- Born: March 18, 1950 (age 76) Chicago, Illinois, U.S.
- Occupations: Actor, writer, playwright, Film director
- Years active: 1969–2021
- Notable work: Ritual (play)
- Awards: NAACP Theater Awards

= Stanley Bennett Clay =

American actor

Stanley Bennett Clay (born March 18, 1950) is an American actor, writer, playwright, stage and film director, and producer based in Manhattan, New York. He is best known for his acting work in the films All the President's Men (1976), Minstrel Man (1977) and I, Robot (2004).

Though a lifelong actor, Stanley Bennett Clay has stated he prefers directing and producing: "I've always been the one in charge. I like the responsibility. At 12, I produced my first show: wrote it, composed the music, directed it, sold tickets, controlled the concessions—lemonade and cookies—and starred in it in my parents' living room. People from the neighborhood lined up to see it. Yeah, it's about control. I'm doing my own things, doing them the way I want them done."

== Career ==

Stanley received three NAACP Theater Awards for co-producing, writing, and directing the play Ritual, which he also adapted for film.

== Author ==

Stanley has written the novels Looker and In Search of Pretty Young Black Men, both published by Simon & Schuster and the novels Aching For It, Hollywood Flames and Madame Frankie published by Ellora's Cave.

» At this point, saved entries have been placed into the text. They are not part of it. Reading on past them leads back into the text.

PR #444, opened 2020-07-14
Hide enterprise

mfreed:
Given the new focus on Cloud and Community, does not make sense to make the Enterprise version feature so prominently in docs, as it leads to confusion.


mfreed:
Git history here had additional commit.  Created new clean PR in https://github.com/timescale/docs.timescale.com-content/pull/449

PR #448, opened 2020-07-15
WIP Remove mentioning private beta

k-rus:
WIP

Multinode is available in public beta and doesn't require to contact
us for testing it. Thus the private beta notes are removed. This
commit also removes dead file, which doesn't provide much information.


k-rus:
I will create new PR, since it's easier.

PR #452, opened 2020-07-21
Reorganize multi-node instructions

mfreed:
- Move scaling out and data node into "setting up multi-node" section in
  top-level "getting started" section

- Move details about creating and scaling distributed hypertables into
  top-level "using timescaledb" section


mfreed:
@mkindahl My previous PR missed two important files in the commit.  Please review again?  Thanks!

using-timescaledb/distributed-hypertables.md
```diff
@@ -0,0 +1,124 @@
...
+single machine can handle, you can distribute the data chunks over
+several machines by using *distributed hypertables*.
+
+Distributed hypertables are otherwise similar to normal hypertables, but
+distributed hypertables will also spread a hypertable's chunks across multiple
+data nodes.  Distributed hypertables also typically use an additional "space
+partitioning" of data (e.g., by server or container ID, by device ID, by ticker
+symbol, etc.) so that an individual time interval is spread over all data nodes
+(although this is not required).  Thus to create a distribted hypertable, you
+need to have added at least one data node before starting.
```
mkindahl, line 20: Suggestion:

> Thus to create a distributed hypertable, you need to have added at least one data node before starting. Distributed hypertables are typically also partitioned by an additional column, such as server or container ID, device ID, or ticker symbol. It is not strictly required, but can improve performance since individual time intervals are spread over several data nodes.

using-timescaledb/distributed-hypertables.md
```diff
@@ -0,0 +1,124 @@
...
+By default, distributed hypertables will use all available data nodes,
+but individual data nodes can be added and removed from already
+created distributed hypertables using
+[`add_data_node`][add_data_node]/[`attach_data_node`][attach_data_node] and
+[`detach_data_node`][detach_data_node].
+
+For example, if you add a new data node to the distributed database,
+it will not automatically be
+added to existing distributed hypertables, so it is necessary to attach
+it explicitly.
```
mkindahl, line 79: Suggestion to switch the order to make it flow better. The fact that data nodes are not added to existing hypertables is important, but comes very late and might be missed. IMHO, it is better to stress the point early.
> By default, distributed hypertables will use all available data nodes when created, but if you add new data nodes to the distributed database, they are *not* automatically added to existing distributed hypertables and you need to explicitly attach them using [`attach_data_node`][attach_data_node].

using-timescaledb/distributed-hypertables.md
```diff
@@ -0,0 +1,124 @@
...
+
+```sql
+SELECT add_data_node('node3', host => 'dn3.example.com');
+
+SELECT attach_data_node('node3', hypertable => 'conditions');
```
mkindahl, line 84:
```suggestion
SELECT add_data_node('node3', host => 'dn3.example.com');
SELECT attach_data_node('node3', hypertable => 'conditions');
```

using-timescaledb/distributed-hypertables.md
```diff
@@ -0,0 +1,124 @@
...
+```
+
+Once the data node has been attached, any new chunks will also be
+distributed to the hypertable on the new data node.
+
```
mkindahl, line 89: Seems repetitive, you can probably remove it.

using-timescaledb/distributed-hypertables.md
```diff
@@ -0,0 +1,124 @@
...
+```sql
+SELECT detach_data_node('node1', hypertable => 'conditions');
+```
+
+Note that you cannot detach a data node that still holds data for the
+hypertable. However, if the distributed hypertable is subject to a
+retention policy, it is possible to block new data on a data node and
+wait until the existing data on the data node moves outside the
+retention window. This is achieved by first blocking new chunks on the
+data node:
```
mkindahl, line 102: We should probably have a link to the data retention section and might have to add more about the steps there (as well). Not sure if the blocking is covered in the data retention section.

using-timescaledb/distributed-hypertables.md
```diff
@@ -0,0 +1,124 @@
...
+
+```sql
+SELECT block_new_chunks('node1', hypertable => 'conditions');
+```
+
+This will prohibit new data from being stored on the data node. Once
+the data node's data is outside the retention window,
+[`drop_chunks`][drop_chunks] can be used to delete the data on the data
+node.
```
mkindahl, line 111:
```suggestion
This will prevent data from being added or updated on the data node. Once
the data node's data is outside the retention window,
[`drop_chunks`][drop_chunks] can be used to delete the data on the data
node.
```

using-timescaledb/distributed-hypertables.md
```diff
@@ -0,0 +1,124 @@
+# Distributed Hypertables
```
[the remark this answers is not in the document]
mfreed: It's the title of the entire page, so I don't think needs an anchor?   None of the other similar pages seem to have an anchor at the top.

using-timescaledb/distributed-hypertables.md
mfreed: I think it adds some good information, so probably will leave.

using-timescaledb/distributed-hypertables.md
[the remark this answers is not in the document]
mkindahl: In that case it's probably fine. I don't know what we use to generate the pages.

== Tribute to E. Lynn Harris ==

Shortly after the sudden death of fellow author E. Lynn Harris, Stanley was contacted by the writer Terrance Dean, who felt compelled to write a tribute to the trailblazing Harris. Stanley agreed and, along with James Earl Hardy, penned Visible Lives: Three Stories In Tribute To E. Lynn Harris. Each story begins with the author reflecting on the impact E. Lynn Harris had on them as a writer.

==Private life==
Clay was a long-time friend of actor Raymond St. Jacques and was one of the pall bearers at his funeral.